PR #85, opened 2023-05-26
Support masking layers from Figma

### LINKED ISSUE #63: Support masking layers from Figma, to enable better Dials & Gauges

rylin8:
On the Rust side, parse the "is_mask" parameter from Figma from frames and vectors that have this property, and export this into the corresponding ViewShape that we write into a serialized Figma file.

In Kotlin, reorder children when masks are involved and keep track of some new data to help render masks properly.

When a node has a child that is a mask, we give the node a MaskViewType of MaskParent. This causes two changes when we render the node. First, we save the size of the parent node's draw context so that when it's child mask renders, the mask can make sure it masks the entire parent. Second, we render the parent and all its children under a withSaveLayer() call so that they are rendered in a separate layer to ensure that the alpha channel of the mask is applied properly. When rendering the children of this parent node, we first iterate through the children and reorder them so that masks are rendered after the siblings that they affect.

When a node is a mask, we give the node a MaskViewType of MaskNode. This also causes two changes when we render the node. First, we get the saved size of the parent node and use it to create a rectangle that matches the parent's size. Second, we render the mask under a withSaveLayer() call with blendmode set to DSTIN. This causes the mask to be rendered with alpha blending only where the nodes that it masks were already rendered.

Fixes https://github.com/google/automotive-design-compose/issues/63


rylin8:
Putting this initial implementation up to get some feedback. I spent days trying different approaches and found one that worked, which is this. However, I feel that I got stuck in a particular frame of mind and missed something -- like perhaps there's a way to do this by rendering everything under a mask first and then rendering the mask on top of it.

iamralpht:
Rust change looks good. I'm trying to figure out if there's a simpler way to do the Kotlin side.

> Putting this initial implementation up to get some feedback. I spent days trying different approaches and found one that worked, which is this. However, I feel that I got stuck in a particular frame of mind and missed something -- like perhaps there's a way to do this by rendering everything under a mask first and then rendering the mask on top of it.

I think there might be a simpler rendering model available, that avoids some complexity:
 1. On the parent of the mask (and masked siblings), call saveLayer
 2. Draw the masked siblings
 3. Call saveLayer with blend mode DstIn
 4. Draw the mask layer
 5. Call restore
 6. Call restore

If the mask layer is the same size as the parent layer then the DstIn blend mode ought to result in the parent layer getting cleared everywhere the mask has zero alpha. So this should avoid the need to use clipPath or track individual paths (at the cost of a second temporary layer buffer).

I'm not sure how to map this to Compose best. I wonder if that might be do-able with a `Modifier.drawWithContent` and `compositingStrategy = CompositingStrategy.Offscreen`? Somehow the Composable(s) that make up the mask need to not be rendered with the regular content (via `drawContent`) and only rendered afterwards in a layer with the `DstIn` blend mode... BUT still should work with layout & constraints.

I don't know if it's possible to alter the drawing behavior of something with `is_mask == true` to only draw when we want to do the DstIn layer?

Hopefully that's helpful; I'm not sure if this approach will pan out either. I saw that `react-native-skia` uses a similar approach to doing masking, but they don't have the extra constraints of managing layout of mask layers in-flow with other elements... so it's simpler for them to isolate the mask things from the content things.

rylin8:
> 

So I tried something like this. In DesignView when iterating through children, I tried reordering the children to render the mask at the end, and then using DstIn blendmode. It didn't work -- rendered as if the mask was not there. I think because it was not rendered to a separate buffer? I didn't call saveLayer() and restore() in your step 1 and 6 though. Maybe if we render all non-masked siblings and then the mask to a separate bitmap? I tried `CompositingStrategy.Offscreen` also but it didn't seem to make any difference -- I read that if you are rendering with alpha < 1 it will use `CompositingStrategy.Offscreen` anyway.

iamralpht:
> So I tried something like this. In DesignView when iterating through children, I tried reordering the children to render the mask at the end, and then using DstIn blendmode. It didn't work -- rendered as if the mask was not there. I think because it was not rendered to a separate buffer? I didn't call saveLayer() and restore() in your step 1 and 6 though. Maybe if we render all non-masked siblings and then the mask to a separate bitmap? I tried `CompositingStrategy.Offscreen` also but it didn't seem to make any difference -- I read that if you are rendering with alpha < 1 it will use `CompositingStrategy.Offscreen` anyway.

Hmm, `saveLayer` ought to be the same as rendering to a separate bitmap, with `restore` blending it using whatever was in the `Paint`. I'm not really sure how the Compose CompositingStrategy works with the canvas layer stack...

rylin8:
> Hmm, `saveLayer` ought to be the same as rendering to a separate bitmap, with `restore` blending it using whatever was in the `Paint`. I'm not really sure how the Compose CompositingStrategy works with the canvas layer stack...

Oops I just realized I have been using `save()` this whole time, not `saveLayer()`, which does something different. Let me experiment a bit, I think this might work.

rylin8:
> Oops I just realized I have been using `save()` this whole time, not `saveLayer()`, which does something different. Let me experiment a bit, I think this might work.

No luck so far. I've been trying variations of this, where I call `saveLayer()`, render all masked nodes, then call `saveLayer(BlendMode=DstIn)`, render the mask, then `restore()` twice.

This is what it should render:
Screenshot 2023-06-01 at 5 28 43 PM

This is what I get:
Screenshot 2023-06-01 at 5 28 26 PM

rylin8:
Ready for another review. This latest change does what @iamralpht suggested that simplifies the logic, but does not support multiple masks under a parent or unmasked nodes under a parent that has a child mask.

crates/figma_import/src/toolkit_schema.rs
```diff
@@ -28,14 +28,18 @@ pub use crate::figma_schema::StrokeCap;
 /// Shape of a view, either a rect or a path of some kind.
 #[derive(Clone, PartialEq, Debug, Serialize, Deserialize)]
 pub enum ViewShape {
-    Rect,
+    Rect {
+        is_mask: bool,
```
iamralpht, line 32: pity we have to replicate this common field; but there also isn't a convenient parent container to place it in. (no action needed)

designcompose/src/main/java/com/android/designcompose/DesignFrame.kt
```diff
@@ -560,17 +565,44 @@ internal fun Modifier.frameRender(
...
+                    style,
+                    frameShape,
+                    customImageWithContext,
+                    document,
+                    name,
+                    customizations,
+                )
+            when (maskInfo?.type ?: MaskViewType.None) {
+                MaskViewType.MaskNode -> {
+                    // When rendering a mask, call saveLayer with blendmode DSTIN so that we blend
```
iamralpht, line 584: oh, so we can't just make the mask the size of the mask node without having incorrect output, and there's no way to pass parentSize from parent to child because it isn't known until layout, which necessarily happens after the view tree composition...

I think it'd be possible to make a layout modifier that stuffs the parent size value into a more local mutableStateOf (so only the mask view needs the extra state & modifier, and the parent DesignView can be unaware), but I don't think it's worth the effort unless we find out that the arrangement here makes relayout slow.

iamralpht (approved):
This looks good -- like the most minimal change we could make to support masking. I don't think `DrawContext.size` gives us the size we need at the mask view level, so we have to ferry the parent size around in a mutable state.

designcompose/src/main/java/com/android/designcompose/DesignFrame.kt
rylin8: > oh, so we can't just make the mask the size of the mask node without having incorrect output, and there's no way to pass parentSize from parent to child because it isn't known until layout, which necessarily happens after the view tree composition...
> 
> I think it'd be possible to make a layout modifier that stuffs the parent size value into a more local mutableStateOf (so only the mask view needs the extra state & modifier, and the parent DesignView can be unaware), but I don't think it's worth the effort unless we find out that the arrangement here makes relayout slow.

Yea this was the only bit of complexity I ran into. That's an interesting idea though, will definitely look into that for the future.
################
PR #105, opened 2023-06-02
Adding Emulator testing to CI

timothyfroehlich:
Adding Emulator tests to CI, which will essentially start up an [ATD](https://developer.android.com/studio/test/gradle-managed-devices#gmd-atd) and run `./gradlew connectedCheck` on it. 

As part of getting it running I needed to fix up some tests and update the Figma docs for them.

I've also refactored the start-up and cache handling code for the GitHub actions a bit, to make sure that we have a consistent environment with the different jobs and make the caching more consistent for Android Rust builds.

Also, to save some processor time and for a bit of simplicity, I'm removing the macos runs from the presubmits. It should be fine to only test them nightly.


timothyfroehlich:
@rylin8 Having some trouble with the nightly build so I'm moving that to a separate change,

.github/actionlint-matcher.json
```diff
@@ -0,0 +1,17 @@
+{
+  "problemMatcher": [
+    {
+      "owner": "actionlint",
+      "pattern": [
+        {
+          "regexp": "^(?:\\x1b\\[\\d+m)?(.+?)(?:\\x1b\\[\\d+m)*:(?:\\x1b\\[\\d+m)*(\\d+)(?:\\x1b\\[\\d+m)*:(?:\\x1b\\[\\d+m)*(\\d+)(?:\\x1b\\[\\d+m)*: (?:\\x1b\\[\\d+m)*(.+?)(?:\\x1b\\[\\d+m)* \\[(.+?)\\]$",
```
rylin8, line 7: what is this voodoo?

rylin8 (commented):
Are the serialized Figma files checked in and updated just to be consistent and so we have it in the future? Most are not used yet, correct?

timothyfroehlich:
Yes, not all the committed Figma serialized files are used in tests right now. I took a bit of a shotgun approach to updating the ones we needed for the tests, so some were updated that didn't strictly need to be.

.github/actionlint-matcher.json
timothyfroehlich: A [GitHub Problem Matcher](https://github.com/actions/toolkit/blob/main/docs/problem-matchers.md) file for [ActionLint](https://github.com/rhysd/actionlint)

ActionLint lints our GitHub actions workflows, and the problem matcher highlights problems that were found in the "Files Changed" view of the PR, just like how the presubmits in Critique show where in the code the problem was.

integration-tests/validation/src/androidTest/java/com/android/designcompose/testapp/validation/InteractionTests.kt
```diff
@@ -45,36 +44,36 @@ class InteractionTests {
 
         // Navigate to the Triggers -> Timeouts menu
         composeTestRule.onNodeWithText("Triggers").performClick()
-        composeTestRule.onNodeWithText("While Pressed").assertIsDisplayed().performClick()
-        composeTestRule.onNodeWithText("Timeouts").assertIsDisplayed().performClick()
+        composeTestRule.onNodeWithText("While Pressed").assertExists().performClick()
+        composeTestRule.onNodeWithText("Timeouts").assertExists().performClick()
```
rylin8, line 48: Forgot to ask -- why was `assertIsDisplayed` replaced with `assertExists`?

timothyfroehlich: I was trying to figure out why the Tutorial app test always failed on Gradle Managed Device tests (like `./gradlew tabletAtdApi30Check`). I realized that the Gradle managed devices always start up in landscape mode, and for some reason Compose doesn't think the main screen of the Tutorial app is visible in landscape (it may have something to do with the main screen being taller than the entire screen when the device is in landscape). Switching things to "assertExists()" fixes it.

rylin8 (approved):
################
• _WORK TO COMPLETE_
Line count for the word "whole": state how many lines of the listing hold it, and give only that number.

• _YOUR RESPONSE_
2